When Probate Helper is the better fit
Probate Helper is the right fit when:
- You want predictable monthly lead volume tied to actual deaths, not search behavior
- Your average probate case fee is in the $2,500-$10,000+ range and you want CPL well under that
- You don't want to staff inbound phone screening for tire-kickers
- You want exclusive leads in your territory, not shared bids
- You want white-labeled outreach to families instead of waiting for them to find you
- You're tired of disputing bad billing on a platform with no recourse
Most small and mid-size estate firms we work with run both channels — LSA at a reduced budget for the search-intent layer, Probate Helper for the exclusive, outbound, real-time layer. The two channels serve different stages of the family's decision process and don't directly compete.
How to make the switch
If you're currently running Google LSA and want to test the alternative:
- Don't cancel LSA right away. Run both for at least 30-60 days so you can compare conversion data side by side.
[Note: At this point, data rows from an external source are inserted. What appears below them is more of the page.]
Issue #8098, opened 2025-07-15
Computations fail when Clusters-keeper service is not reachable


sanderegg:
### Is there an existing issue for this?

- [x] I have searched the existing issues

### Current Behavior

When running a computational pipeline, if for whatever reason an issue the director-v2 client cannot reach the clusters-keeper via RPC then the current computational pipeline is marked as FAILED and there is no error that shows it straight away.

Also no retrial is done, which might be a bit harsch.

The issue was found by a user that got a FAILED job.
The job is inexplicably FAILED, and one can see that `Unexpected error while connecting with computational backend, aborting pipeline` was printed in the logs at about the right time when the job was marked as FAILED in the `comp_runs`

The fix should:
- do not mark the pipeline as FAILED before some time, as it seems this can happen from time to time (even in AWS MQ)
- the dv-2 computational scheduler shall continue scheduling for a while at least

### Expected Behavior

the computational pipeline should not fail, or if it fail the corresponding comp_task should have a comprehensive error message.

### Steps To Reproduce

1. Run a pipeline in a private cluster
2. stop clusters-keeper

Issue #6817, opened 2024-11-22
During deployment jobs running in the background might be flagged as FAILED


sanderegg:
Current behavior of director-v2 is to flag a job where the clusters-keeper is non responsive as FAILED. Even if it is running in the background.

PR #8286, opened 2025-09-01
🐛🎨Do not fail a pipeline when the clusters-keeper or the computational backend in general is not reachable for short time 🚨

sanderegg:
## What do these changes do?
This PR changes the behavior of the dv-2 computational scheduler:
*BEFORE*:
- if the clusters-keeper is not reachable,
- if the dask scheduler is not reachable,
- if rabbitmq is not reachable,
- --> the pipeline would be directly set to FAILED state

*AFTER*:
- --> the pipeline will be set to WAITING_FOR_CLUSTER state

1. Since when we deploy or play around the clusters-keeper restarts wildly this will prevent failing pipelines straight away which were issues detected a while ago that should not be happening (see fixed issues).
2. Also, a new constant was defined `COMPUTATIONAL_BACKEND_MAX_WAITING_FOR_CLUSTER_TIMEOUT` that could be used in case we should change that value (currently defaulted to 10 minutes).

tests driving changes: `test_scheduler_dask.py`

## Related issue/s

- fixes https://github.com/ITISFoundation/osparc-simcore/issues/8098
- fixes https://github.com/ITISFoundation/osparc-simcore/issues/6817

### DIFF
--- a/services/director-v2/src/simcore_service_director_v2/core/settings.py
+++ b/services/director-v2/src/simcore_service_director_v2/core/settings.py
@@ -82,6 +82,11 @@ class ComputationalBackendSettings(BaseCustomSettings):
         FileLinkType.PRESIGNED,
         description=f"Default file link type to use with computational backend on-demand clusters '{list(FileLinkType)}'",
     )
+    COMPUTATIONAL_BACKEND_MAX_WAITING_FOR_CLUSTER_TIMEOUT: datetime.timedelta = Field(
+        default=datetime.timedelta(minutes=30),
+        description="maximum time a pipeline can wait for a cluster to start"
+        "(default to seconds, or see https://pydantic-docs.helpmanual.io/usage/types/#datetime-types for string formating).",
+    )
 
     @cached_property
     def default_cluster(self) -> BaseCluster:
--- a/services/director-v2/src/simcore_service_director_v2/core/settings.py
+++ b/services/director-v2/src/simcore_service_director_v2/core/settings.py
@@ -85,7 +85,7 @@ class ComputationalBackendSettings(BaseCustomSettings):
     COMPUTATIONAL_BACKEND_MAX_WAITING_FOR_CLUSTER_TIMEOUT: datetime.timedelta = Field(
         default=datetime.timedelta(minutes=10),
         description="maximum time a pipeline can wait for a cluster to start"
-        "(default to seconds, or see https://pydantic-docs.helpmanual.io/usage/types/#datetime-types for string formating).",
+        "(default to seconds, or see https://pydantic-docs.helpmanual.io/usage/types/#datetime-types for string formatting).",
     )
 
     @cached_property
--- a/services/director-v2/src/simcore_service_director_v2/core/settings.py
+++ b/services/director-v2/src/simcore_service_director_v2/core/settings.py
@@ -83,7 +83,7 @@ class ComputationalBackendSettings(BaseCustomSettings):
         description=f"Default file link type to use with computational backend on-demand clusters '{list(FileLinkType)}'",
     )
     COMPUTATIONAL_BACKEND_MAX_WAITING_FOR_CLUSTER_TIMEOUT: datetime.timedelta = Field(
-        default=datetime.timedelta(minutes=30),
+        default=datetime.timedelta(minutes=10),
         description="maximum time a pipeline can wait for a cluster to start"
         "(default to seconds, or see https://pydantic-docs.helpmanual.io/usage/types/#datetime-types for string formating).",
     )
--- a/services/director-v2/src/simcore_service_director_v2/core/settings.py
+++ b/services/director-v2/src/simcore_service_director_v2/core/settings.py
@@ -6,6 +6,7 @@ import datetime
 from functools import cached_property
 from typing import Annotated, cast
 
+from common_library.basic_types import DEFAULT_FACTORY
 from common_library.pydantic_validators import validate_numeric_string_as_timedelta
 from fastapi import FastAPI
 from models_library.basic_types import LogLevel, PortInt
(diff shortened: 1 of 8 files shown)


services/director-v2/src/simcore_service_director_v2/core/settings.py
```diff
@@ -82,6 +82,11 @@ class ComputationalBackendSettings(BaseCustomSettings):
         FileLinkType.PRESIGNED,
         description=f"Default file link type to use with computational backend on-demand clusters '{list(FileLinkType)}'",
     )
+    COMPUTATIONAL_BACKEND_MAX_WAITING_FOR_CLUSTER_TIMEOUT: datetime.timedelta = Field(
```
pcrespov, line 85: Use `Annotated`. You can try the dedicated prompt here if you like

services/director-v2/src/simcore_service_director_v2/modules/comp_scheduler/_scheduler_base.py
```diff
@@ -688,41 +694,50 @@ async def apply(
                         f"{pipeline_result=}",
                     )
             except PipelineNotFoundError:
-                _logger.warning(
-                    "pipeline %s does not exist in comp_pipeline table, it will be removed from scheduler",
+                _logger.exception(
```
pcrespov, line 697: TIP: use `create_troubleshootting_log_kwargs` helper by default to log exceptions
```python

except PipelineNotFoundError as exc:
    _logger.exception(
        **create_troubleshootting_log_kwargs(
           "pipeline {project_id} is missing from `comp_pipelines` DB table, something is corrupted. Aborting scheduling" ,
            error=exc,
            error_context={"project_id": project_id, ...},
        )
    )
```

services/director-v2/src/simcore_service_director_v2/modules/comp_scheduler/_scheduler_base.py
```diff
@@ -688,41 +694,50 @@ async def apply(
...
+                DaskClientAcquisisitonError,
+                ComputationalBackendNotConnectedError,
+                ClustersKeeperNotAvailableError,
+            ):
                 _logger.exception(
-                    "Unexpected error while connecting with computational backend, aborting pipeline"
-                )
-                tasks: dict[NodeIDStr, CompTaskAtDB] = await self._get_pipeline_tasks(
-                    project_id, dag
+                    "Unexpectedly lost connection to the computational backend. "
```
pcrespov, line 720: same here

services/director-v2/src/simcore_service_director_v2/modules/comp_scheduler/_scheduler_base.py
```diff
@@ -800,11 +815,19 @@ async def _schedule_tasks_to_start(  # noqa: C901
...
         ):
             _logger.exception(
                 "Issue with computational backend. Tasks are set back "
                 "to WAITING_FOR_CLUSTER state until scheduler comes back!",
             )
+            await publish_project_log(
+                self.rabbitmq_client,
+                user_id,
+                project_id,
+                log="Unexpected error while scheduling computational tasks! TIP: contact osparc support if this does not resolve automatically.",
```
pcrespov, line 828: if this reaches final user, use `user_message`  and run prompt to produce human-readable message

pcrespov (approved):
thx

services/director-v2/src/simcore_service_director_v2/modules/comp_scheduler/_scheduler_base.py
```diff
@@ -629,20 +630,28 @@ async def apply(
...
                     user_id, project_id, iteration
                 )
                 dag = await self._get_pipeline_dag(project_id)
+
                 # 1. Update our list of tasks with data from backend (state, results)
                 await self._update_states_from_comp_backend(
                     user_id, project_id, iteration, dag, comp_run
                 )
-                # 2. Any task following a FAILED task shall be ABORTED
+                # 1.bis get the updated tasks NOTE: we need to get them again as some states might have changed
```
GitHK, line 644: bis?

GitHK (approved):

services/director-v2/src/simcore_service_director_v2/modules/comp_scheduler/_scheduler_base.py
sanderegg: why I need to get the exc with this guy? logger.exception gets it automatically? just a question.

services/director-v2/src/simcore_service_director_v2/core/settings.py
sanderegg: so for info the prompt had to run twice to do what it was supposed to do. I hope the test will catch whatever it might have done wrong.

services/director-v2/src/simcore_service_director_v2/modules/comp_scheduler/_scheduler_base.py
sanderegg: well it is pretty human readable. and that only reaches the logs. but I will try to see what the AI might produce.

services/director-v2/src/simcore_service_director_v2/modules/comp_scheduler/_scheduler_base.py
sanderegg: image
but I will change it

services/director-v2/src/simcore_service_director_v2/modules/comp_scheduler/_scheduler_base.py
sanderegg: replaced everywhere

sanderegg:
@mergify queue

PR #8287, opened 2025-09-02
✨ dynamic-scheduler prerequisites  ⚠️🚨

GitHK:
## What do these changes do?

- ⬆️ upgraded `nicegui` to latest version
- 🎨 director-v2's scheduler can now be switched off (exposed env var in config)
- 🎨 deferred tasks now allow to wait between retries by a specified amount of time
- ✨ Deferred tasks now triggers on_cancelled event after the cancellation of the task was handled

### Below a preview of the updated DeferredTasks diagram

```mermaid
stateDiagram-v2
    (1) --> Scheduled: via [start]
    (2) --> ManuallyCancelled: via [cancel]

    ManuallyCancelled --> Worker: attempts to cancel task in

    Scheduled --> SubmitTask
    SubmitTask --> Worker

    ErrorResult --> SubmitTask: try again
    Worker --> ErrorResult: upon error
    ErrorResult --> FinishedWithError: gives up when out of retries or if cancelled
    Worker --> DeferredResult: success

    DeferredResult --> (3): calls [on_result]
    FinishedWithError --> (4): calls [on_finished_with_error]
    Worker --> Removed*: task cancelled
    Removed* --> (5): calls [on_cancelled]
```

## Related issue/s

- https://github.com/ITISFoundation/private-issues/issues/72

## Dev-ops ⚠️🚨

- [x] requires [the following MR](https://git.speag.com/oSparc/osparc-ops-deployment-configuration/-/merge_requests/1568) to be merged before merging this
- Via `redis_commander` remove all entries inside the `DEFERRED_TASKS` database


YuryHrytsuk (approved):

matusdrobuliak66 (approved):

packages/service-library/src/servicelib/deferred_tasks/_task_schedule.py
```diff
@@ -23,37 +25,64 @@ class TaskState(str, Enum):
...
+        Field(
+            default_factory=lambda: arrow.utcnow().datetime,
+            description="time when task schedule was created, used for statistics",
+        ),
+    ] = DEFAULT_FACTORY
+
+    result: Annotated[
+        TaskExecutionResult | None,
+        Field(
+            default=None,
```
pcrespov, line 81: you should not use dfault here if you are using Annotated. Only default_factory makes sense in this scenario

packages/service-library/src/servicelib/deferred_tasks/_deferred_manager.py
```diff
@@ -118,6 +118,14 @@ def _raise_if_not_type(task_result: Any, expected_types: Iterable[type]) -> None
         raise TypeError(msg)
 
 
+async def _wait_until_future_date(possible_future_date: datetime) -> None:
+    while True:
+        now = arrow.utcnow().datetime
+        if now >= possible_future_date:
+            return
+        await asyncio.sleep(1)
```
pcrespov, line 126: why not sleep `(possible_future_date - now)`  instead?

packages/service-library/src/servicelib/deferred_tasks/__init__.py
```diff
@@ -41,9 +43,10 @@
     ErrorResult --> FinishedWithError: gives up when out of retries or if cancelled
     Worker --> DeferredResult: success
 
-    DeferredResult --> °: calls [on_result]
-    FinishedWithError --> °°: calls [on_finished_with_error]
-    Worker --> °°°: task cancelled
+    DeferredResult --> (3): calls [on_result]
```
pcrespov, line 46: Does a task gets reschedule (i.e. -->try again --> `SubmitTask`) every time it errors?

pcrespov (approved):
thx

packages/service-library/src/servicelib/deferred_tasks/__init__.py
GitHK: If an event is stopped due to syste restart or other issues it will be requeued until it's processed correctly.
The task per se will also be retried in case it fails up to a number of max retries

PR #8288, opened 2025-09-02
✨ [Frontend] OEC to Support chat

odeimaiz:
## What do these changes do?

As suggested by @pcrespov, when an OEC is shown on a Flash Message, if the Support feature is enabled, instead of providing the copy OEC&Context to clipboard button, this PR gives provides the users with a quick way to contact support.

When the user presses the contact support button, a "provide more context" window pops up where the user can provide more context. This is then added to the curated OEC&Context and posted as a new Support conversation.

OEC2SC

## Related issue/s


pcrespov (commented):
Here’s a tighter rewrite of your PR review:

---

**Suggestions:**

* Instead of showing raw JSON, format and *send* a clear formatted message, for example:

  ```
  Hi,

  I got this error: {message}

  - SupportID: 1234
  - Date: 2023-04-34
  - ...
  ```
* After sending the first message, place the cursor in a new draft message so the user can continue writing.
* Keep in mind: the error could be critical (e.g. a service outage). In that case, the support channel might not be functional. If so, fall back to the previous copy-to-clipboard approach.

matusdrobuliak66 (approved):
💯

pcrespov (approved):
very nice! much better.
Thx

PR #8293, opened 2025-09-03
🎨 Use FogBugz client to create support request (⚠️)

matusdrobuliak66:
## What do these changes do?
- 🎨 Use FogBugz client to create support request case
- For now, I’ve also left the fallback option to create the case via email (this can be removed in the future).

---

⚠️ If you want to enable this feature in the webserver ENV var setup:
`WEBSERVER_FOGBUGZ`=`{"FOGBUGZ_API_TOKEN": "fill-token", "FOGBUGZ_URL": "fill-url"}`
AND!
in the **product** table in Postgres DB setup:
- support_standard_group_id
- support_assigned_fogbugz_project_id
- support_assigned_fogbugz_person_id

---

⚠️ If you want to disable it just setup `WEBSERVER_FOGBUGZ`=null

---

⚠️ If you want to enable only the previous behaviour (when the fogbugz case is created via email), populate only the `support_standard_group_id`in the **product** table in postgred db. In this case the support email defined in product table is used to send the email to. (But! the webserver env needs to be null `WEBSERVER_FOGBUGZ`=null  )

## Related issue/s
- relates https://github.com/ITISFoundation/private-issues/issues/303


odeimaiz (approved):
thanks

services/web/server/src/simcore_service_webserver/conversations/_controller/_conversations_messages_rest.py
```diff
@@ -107,10 +112,60 @@ async def create_conversation_message(request: web.Request):
...
+    ].WEBSERVER_FOGBUGZ
+    if (
+        product.support_standard_group_id
+        and fogbugz_settings_or_none is not None
+        and is_first_message
+    ):
+        _logger.debug(
+            "Support settings available and FogBugz client configured, creating FogBugz case."
+        )
+        assert product.support_assigned_fogbugz_project_id  # nosec
```
GitHK, line 127: should this not go in the if above or raise a proper error?

services/web/server/src/simcore_service_webserver/conversations/_controller/_conversations_messages_rest.py
```diff
@@ -141,6 +196,8 @@ async def create_conversation_message(request: web.Request):
                 template_name,
                 destination_email,
             )
+    else:
+        _logger.debug("No support settings available, skipping FogBugz case creation.")
```
GitHK, line 200: I think nobody is going to see this, does it make sense to log it?

GitHK (commented):
Just a few concerns below

services/web/server/src/simcore_service_webserver/conversations/_controller/_conversations_messages_rest.py
matusdrobuliak66: I think it doesn't do any harm. You can also think of it as code documentation — I’m explaining to you in plain words what this else means.

GitHK: I think a comment could suffice here

services/web/server/src/simcore_service_webserver/conversations/_controller/_conversations_messages_rest.py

- Track CPA, not just CPL. The metric that matters is cost per retained case, not cost per lead. Probate Helper typically wins this comparison decisively, but only the math from your own firm tells you for sure.
- Track close rates by channel. LSA leads are inbound; Probate Helper leads are outbound. The conversion mechanics are different. The close rate differential is usually more important than the lead volume differential.
- After 60 days, decide. Most firms reduce LSA spend significantly after running both channels in parallel. A few keep LSA for niche cases. Almost none expand LSA after seeing the comparison.
See it for yourself
Probate Helper offers a 30-day free trial — real probate leads in your county, no card required, exclusive to your firm. Most attorneys close at least one case from the trial, which more than covers the first year of subscription cost.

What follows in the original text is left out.